We have lots of games, get lots of feedback and we have our viewpoints which we have shared with developers, sharing advice regarding localisation or even the nature of the market. We don't want to just port fast to get money. We want to build our reputation and trust.
There are so many games on other platforms, especially Unity. In theory it's easy to port it to other platforms. As a publisher we want to make the right decision and choice.
The diversity of the titles is fantastic and, going forward, SteamWorld Dig 2 is a big title for you.
It was stressful (laughs) so we want to do our best and the CEO of Image & Form, Brjann, knows Japanese, therefore we can't be lazy. We need to earn developers' trust. Sometimes when starting a partnership with a developer, it's about timing.

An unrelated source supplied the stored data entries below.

PR #5149, opened 2022-07-21
fix(pinned): access pinned card from within container

blegesse-git:
This is an attempt to fix one of the flaky test in cloud's pinned dashboards test 

cypress seems to have a hard time finding `[data-testid="pinneditems--card"]` after navigating to the home page. 
Pr tried to solve problem by guiding cypress to find `pinneditems-card` through the `pinneditems--container`. 

Authors and Reviewer(s), please verify the following:

- [x] A PR description, regardless of the triviality of this change, that communicates the value of this PR
- [x] [Well-formatted conventional commit messages](https://www.conventionalcommits.org/en/v1.0.0/) that provide context into the change
- [ ] Documentation updated or issue created (provide link to issue/PR)
- [ ] Signed [CLA](https://influxdata.com/community/cla/) (if not already signed)
- [ ] Feature flagged, if applicable

PR #5159, opened 2022-07-22
test(pinned): wait for element to be visible before accessing

blegesse-git:
related to #5149 

PR adds code to all individual tests in `Pinned.test.ts` to wait on UI elements to be visible before accessing said element. 

I ran each test at least 10 times to check for flaky behavior. No issues observed. 

### DIFF
--- a/cypress/e2e/cloud/pinned.test.ts
+++ b/cypress/e2e/cloud/pinned.test.ts
@@ -42,9 +42,11 @@ describe('Pinned Items', () => {
 
       cy.visit('/')
       cy.getByTestID('tree-nav')
-      cy.getByTestID('pinneditems--container').within(() => {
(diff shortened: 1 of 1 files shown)


hoorayimhelping (approved):
You've already done great work looking at these tests, it pains me to say this: But if these keep causing problems, let's just disable these tests, since the service isn't on in production at the moment.

blegesse-git:
> You've already done great work looking at these tests, it pains me to say this: But if these keep causing problems, let's just disable these tests, since the service isn't on in production at the moment.

I haven't seen any more flakiness from pinned. Let me just merge this one and if the flakiness persists, we can disable like you said. But looks like there is another flaky test coming from `fluxQueryBuilder.test` 🥴 it's not letting my pr pass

SWD2 is the first sequel that you've taken on - there's that legacy/ fanbase to honour.
It's not easy to get the opportunity. It started about 4 years ago. We already knew each other, but we missed out on SteamWorld Dig. Looking back, we did learn a lot about the market. He gave us the opportunity and I'm really thankful. We have been patient, as a result, now we have finally got to work together. You can't buy trust or support and it takes years. It's not just business. Many years ago 3DS eShop games were simple, now they are rich in content and can compete for space. Developers have to choose partners carefully. It's a huge risk.

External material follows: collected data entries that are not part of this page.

Issue #4966, opened 2022-07-05
Bug: Typeahead Dropdown for Variables in Dashboards is unresponsive with large lists


ChitlangeSahas:
The typeahead dropdown is unresponsive for long lists. We need to use the updated clockface component to pull in the fix that handles the long lists better. 

https://influxdata.slack.com/files/UQZURJM96/F03NB4X400M/copy-paste-var.mp4

ChitlangeSahas:
@abalone23 Reported this. 👍

ChitlangeSahas:
My PR here has the fix, we just need to use that in the UI. 

https://github.com/influxdata/clockface/pull/795

ChitlangeSahas:
This is fixed.

PR #5194, opened 2022-07-26
refactor: use Clockface component for TypeAheadVariableDropdown

ChitlangeSahas:
Part of this: [#4966](https://github.com/influxdata/ui/issues/4966)

This is part of the ticket attached above. It uses the Clockface component instead of the ui code that is out of date. 

Video of it working: 

https://user-images.githubusercontent.com/18511823/181113779-d2ab6aa2-2b49-4950-8d83-8cdcb959adac.mov


src/variables/components/TypeAheadVariableDropdown.test.tsx
```diff
@@ -10,12 +10,12 @@ import {renderWithRedux} from 'src/mockState'
 import {AppState, RemoteDataState} from 'src/types'
 
 const values = {
+  always: 'always',
   def: 'defbuck',
   def2: 'defbuck2',
   foo: 'foobuck',
   goo: 'goobuck',
   new: 'newBuck',
```
ChitlangeSahas, line 18: Needs to be alphabetic.

src/variables/components/TypeAheadVariableDropdown.test.tsx
```diff
@@ -71,7 +71,7 @@ const setInitialState = (state: AppState): AppState => {
             values: {
               '03cbdc8a53a63000': {
                 values,
-                selected: ['defbuck'],
+                selected: [''],
```
ChitlangeSahas, line 74: The new behavior is to show only the selected item in the list, the whole list is shown after the input is cleared. I think this should be changed in the future as that isn't how dropdown's work.

hoorayimhelping: I agree with this take and I think that would be a positive UX addition. Adding to that, we might consider changing the behavior shown at 0:17 in the video - rather than closing the dropdown when removing the selected item, it might be better UX to keep it open and show the newly non-filtered list. This isn't something to block this PR on, mind. Just a suggestion for future work.

src/variables/components/TypeAheadVariableDropdown.tsx
```diff
@@ -19,403 +12,58 @@ import {selectValue} from 'src/variables/actions/thunks'
...
+    const selectedVariableValue = {
+      id: selectedValue,
+      name: selectedValue,
+    } as SelectableItem
     return (
-      <Dropdown
-        style={{width: '192px'}}
-        className="variable-dropdown--dropdown"
+      <TypeAheadDropDown
+        style={{width: '150px'}}
```
hoorayimhelping, line 42: If this style needs to be inline, rather than part of a stylesheet, can you move the definition of `{width: '150px'}` to outside of the component and use the variable here please?

hoorayimhelping (approved):

src/variables/components/TypeAheadVariableDropdown.test.tsx
ChitlangeSahas: I agree! I can add that in a future clockface PR 👍

cypress/e2e/shared/dashboardsVariables.test.ts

We have talked about Japanese titles in Japan and their success in the West. How about bringing western games to Japan?
For me, we need to think about this because it's not just about it being a good title, there could be something like the actual pronunciation of the game itself - it might not be easy or catchy to the Japanese audience. For example, Death Squared - in Japan the word 'death' maybe is a bit too strong, so we changed it to the katakana 'rorororo' which is... ロロロロ - four squares! And the Chinese is '㗊' which means clamour and match for party game concept, also four squares!
We need to care about the sensitive issues to understand them, but we bring Japanese games to the West and vice versa, so we need to think about the western market which is a lot of pressure. The main thing is to do our best. We care so much about different cultures and the developers are indies so there is an element of risk regarding global sales, but it's going really well right now. Most western gamers are understanding and embracing 'traditional' Japanese games more than ever.
An interesting example is Urban Trial Freestyle on 3DS - a western and western-style motorbike game, and it turns out it sold really well on the shop in Japan, and exceeded western sales. It can depend on timing, but we are getting the word out there and saying to consumers that it is suitable for the Japanese market - they are putting faith in our judgement.
There's been a resurgence of Japanese games coming into the western market - with the indie scene and digital distribution, are consumers more globally aware than ever.?
Japan is still a traditional audience in terms of preferred genres, to a certain extent, it is a cultural thing and there are of course long running series that have huge userbases. Most of the most popular titles are still local titles.
We have the chance to do certain things slowly. We can understand why other companies have been aggressive but we can be patient and observe. You can't build a house with a 3D printer!
Flyhigh Works' most recent releases - PAN-PAN, SteamWorld Dig 2 is coming to Japan soon and Deemo has just come out in Japan, as well as Golf Story next month. We have nearly thirty titles. It's exhausting but very rewarding.
As you see, we have had a great booth this year. However we have learnt from having a smaller booth in the previous two years that it's step by step, year after year.
Thank you for you time and showing us your booth at TGS.